= Dewi Meirion Lewis =

Welsh physicist

Dewi Meirion Lewis is a Welsh physicist. He has worked in nuclear research and is an internationally recognized expert in radioactive pharmaceuticals.

==Early life and education==

Dewi M. Lewis was brought up in Harlech, Merionethshire. He is Welsh speaking and attended Harlech Primary School where his father was headmaster and Ysgol Ardudwy, the secondary school in Harlech. He was awarded the Lady Catherine James scholarship for Merionethshire, after achieving the highest A-level marks in the county. He went to Swansea University to study Physics. As an undergraduate, Lewis was one of the University of Wales student volunteers at Aberfan on the first day of the mining disaster in October 1966. He received a first-class honours degree in Physics from Swansea in 1969, and was the first Swansea University PhD student to start research on positrons - the antimatter of electrons.

He continued his training at CERN, the International Physics Laboratory in Geneva, Switzerland, where he was a Science Fellow.

==Career==
At CERN, he became engineer-in-charge of the laboratory's first hadron collider, ISR, which was then the world's most powerful particle accelerator. He brought his accelerator ('atom-smasher') technology back to UK industry and was the Cyclotron Department manager at Amersham International plc. From 1991 to 1999 he was strategy manager at Amersham, where he worked on the development manufacture and commercialisation of radioisotopes for medical applications.

From 1999 to 2005, he was vice president, physics (in research and development) and then head of physics at GE Healthcare, still based at Amersham. From 2010 to 2012, he went back to CERN as industry advisor, and from 2010 to 2013 he was vice president of AIPES, the European Industry Medical Imaging Association, in Brussels. In 2010 he founded his own international consultancy, PHYSEGA Ltd., and has been its director ever since. He divides his time between the French Alps, near CERN, and Amersham in South Buckinghamshire .

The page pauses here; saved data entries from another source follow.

PR #92, opened 2018-12-07
Use Loader component for migrate request, add return indicator to Loader

sisou:
The Loader redirect indicator is displayed at the bottom of the screen and fills clockwise in 1.5 seconds ('ease' animation):
image

### DIFF
--- a/src/components/Loader.vue
+++ b/src/components/Loader.vue
@@ -111,6 +111,7 @@ class Loader extends Vue {
     public static readonly SUCCESS_REDIRECT_DELAY: number = 2000; // 1s of transition + 1s of display
 
     @Prop({type: String, default: 'Improving the world'}) private title!: string;
+    // Using Loader.State.LOADING here results in runtime error: 'Cannot read property 'LOADING' of undefined'
     @Prop({type: String, default: 'loading'}) private state!: string;
     @Prop(Boolean) private lightBlue?: boolean;
     @Prop(String) private status?: string;
--- a/src/components/Loader.vue
+++ b/src/components/Loader.vue
@@ -121,7 +121,10 @@ class Loader extends Vue {
     private currentStatus: string = '';
     private nextStatus: string = '';
     private isStatusTransitioning: boolean = false;
-    private strokeDashoffset: number = 14 * 2 * Math.PI;
+
+    // Stroke offset used to animate SVG redirect indicator from full-offset to no-offset
+    private STROKE_DASHOFFSET: number = 14 * 2 * Math.PI;
+    private strokeDashoffset: number = this.STROKE_DASHOFFSET;
 
     /**
      * To enable a smooth transition of the non-transitionable background-image
@@ -142,6 +145,7 @@ class Loader extends Vue {
 
     // In a browser, setTimout returns a number, but Typescript thinks it should be a NodeJS.Timeout
     private stateUpdateTimeout: any = null;
+    private indicatorDisplayTimeout: any = null;
 
     @Watch('state', {immediate: true})
     private updateState(newState: string, oldState: string) {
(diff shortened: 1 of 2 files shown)


src/components/Loader.vue
```diff
@@ -99,8 +107,12 @@ import { Component, Prop, Watch, Emit, Vue } from 'vue-property-decorator';
  */
 @Component
 class Loader extends Vue {
+    // TODO: Move to CONSTANTS
+    public static readonly SUCCESS_REDIRECT_DELAY: number = 2000; // 1s of transition + 1s of display
+
     @Prop({type: String, default: 'Improving the world'}) private title!: string;
-    @Prop({type: String, default: Loader.Status.LOADING}) private state!: string;
+    // Using Loader.State.LOADING here results in runtime error: 'Cannot read property 'LOADING' of undefined'
+    @Prop({type: String, default: 'loading'}) private state!: string;
```
danimoh: could be typed more strictly:
```ts
 @Prop({ default: 'loading' as Loader.State }) private state!: Loader.State;
```

src/components/Loader.vue
```diff
@@ -130,25 +146,35 @@ class Loader extends Vue {
 
     // In a browser, setTimout returns a number, but Typescript thinks it should be a NodeJS.Timeout
     private stateUpdateTimeout: any = null;
+    private indicatorDisplayTimeout: any = null;
```
danimoh: when using `window.setTimeout`, it knows that you are using the browser verion. Can thus be typed as number.

src/components/Loader.vue
```diff
@@ -111,6 +123,10 @@ class Loader extends Vue {
     private nextStatus: string = '';
     private isStatusTransitioning: boolean = false;
 
+    // Stroke offset used to animate SVG redirect indicator from full-offset to no-offset
+    private STROKE_DASHOFFSET: number = 14 * 2 * Math.PI;
```
danimoh: should be `static readonly`

src/views/Migrate.vue
```diff
@@ -10,33 +18,56 @@ import { Component, Vue } from 'vue-property-decorator';
...
+    private message: string = '';
+
+    private static: {keyguardClient?: KeyguardClient} = {};
+
+    public mounted() {
+        this.static.keyguardClient = this.$rpc.createKeyguardClient();
+
+        // Need to freeze the object to prevent Vue's reactivity system
+        // from accessing properties of the cross-origin `window.opener`,
+        // which throws security errors in browsers.
```
danimoh: Why not actually declare the keyguardClient as static property of the class to avoid this problem?
Naming it `_keyguardClient` might also work.

src/views/Migrate.vue
```diff
@@ -52,16 +83,36 @@ export default class Migrate extends Vue {
...
-        this.status = 'Done.';
+        this.title = 'Migration completed.';
+        this.state = Loader.State.SUCCESS;
         const walletInfoEntries = walletInfos.map((walletInfo) => walletInfo.toObject());
-        setTimeout(() => this.$rpc.resolve(walletInfoEntries), Migrate.RETURN_WAIT_TIME);
+        setTimeout(() => this.$rpc.resolve(walletInfoEntries), Loader.SUCCESS_REDIRECT_DELAY);
+    }
+
+    private onError(error: Error) {
+        this.title = 'Ups, something went wrong';
```
danimoh: Is it also "ups" in English? Or rather "whoops" or something else?

src/views/Migrate.vue
nibhar: maybe even 
```
private static: {keyguardClient?: KeyguardClient};
``` 
does the trick. If i recall correctly, uninitialised properties will not be made reactive by vue.

src/views/Migrate.vue
```diff
@@ -52,16 +83,36 @@ export default class Migrate extends Vue {
...
+        this.message = `${error.name}: ${error.message}`;
+        this.state = Loader.State.ERROR;
+        throw error; // Notify sentry
+    }
+
+    private tryAgain() {
```
nibhar: Is there good reason to assume, that simply waiting one second will change the outcome of this request?

sisou: I don't know, but as discussed, simply returning the user does not help either, because without the migration the Safe is non-functional. So we better not see this error in Sentry...

src/components/Loader.vue
sisou: Cool!

src/views/Migrate.vue
sisou: @nibhar You, sir, are a genius! :nerd_face:

PR #95, opened 2018-12-08
Add new optional checkout parameter 'validityDuration'

### LINKED ISSUE #84: Merchants should be able to set tx validity length
Exchanges mostly only guarantee an exchange rate for a certain amount of time. Thus a merchant should be able to set for how many blocks (~minutes) a transaction should be valid.

We would then use this to offset the `validityStartHeight` of the transaction.

sisou:
Resolves #84.

Also starts a `Constants.ts` (#86).

### DIFF
--- a/src/views/CheckoutOverview.vue
+++ b/src/views/CheckoutOverview.vue
@@ -23,6 +23,8 @@ import Network from '../components/Network.vue';
 
 @Component({components: {Amount, PageFooter, CheckoutDetails, Network}})
 export default class CheckoutOverview extends Vue {
+    private static readonly TX_VALIDITY_WINDOW: number = 120;
+
     @Static private rpcState!: RpcState;
     @Static private request!: ParsedCheckoutRequest;
 
@@ -48,6 +50,11 @@ export default class CheckoutOverview extends Vue {
             return;
         }
 
+        const validityStartHeight = this.height
+            + 1
+            - CheckoutOverview.TX_VALIDITY_WINDOW
+            + this.request.validityDuration;
+
         const request: KSignTransactionRequest = {
             layout: 'checkout',
             shopOrigin: this.rpcState.origin,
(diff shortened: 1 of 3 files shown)


src/views/CheckoutOverview.vue
```diff
@@ -23,6 +23,8 @@ import Network from '../components/Network.vue';
 
 @Component({components: {Amount, PageFooter, CheckoutDetails, Network}})
 export default class CheckoutOverview extends Vue {
+    private static readonly TX_VALIDITY_WINDOW: number = 120;
```
nibhar: that looks like a re-definition to me.

src/views/CheckoutOverview.vue
```diff
@@ -48,6 +50,11 @@ export default class CheckoutOverview extends Vue {
             return;
         }
 
+        const validityStartHeight = this.height
+            + 1
+            - CheckoutOverview.TX_VALIDITY_WINDOW
```
nibhar: should use the constant from constants.ts

src/views/CheckoutOverview.vue
```diff
@@ -48,6 +50,11 @@ export default class CheckoutOverview extends Vue {
             return;
         }
 
+        const validityStartHeight = this.height
+            + 1
```
nibhar: where does the 1 come from?

src/views/CheckoutOverview.vue
```diff
@@ -93,7 +99,7 @@ export default class CheckoutOverview extends Vue {
 
     @Watch('height')
     private logHeightChange(height: number, oldHeight: number) {
-        console.log(`Height changed from ${oldHeight} to ${height}`);
+        console.debug(`Got height: ${height} (was ${oldHeight})`);
```
nibhar: is this needed? aside from helping us developing it, this watcher probably should be removed prior to release.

==Memberships, fellowships, and other professional activities==
He ran the Brussels-based Isotope and Reactor Committee for several years and was a Council member of the UK Research Councils, PPARC and CCLRC.
He is a Fellow of the Learned Society of Wales and of the Institute of Physics.

Lewis was one of the first Western scientists to enter the secret city of Chelyabinsk-65 in the USSR. He later arranged with the Russian Atomic Energy Ministry to form a joint venture company for industrial radioisotopes.

==Honours and awards==
Dewi M. Lewis has an honorary chair at Swansea University's College of Science and was awarded an Honorary Doctorate of Science (DSc) in 2019.

In 2022 Lewis was awarded the Leadership Award for Outstanding Contribution by the University College London.

==Personal life==
Lewis married Elizabeth Mary Williams in 1972. They have one daughter and two sons.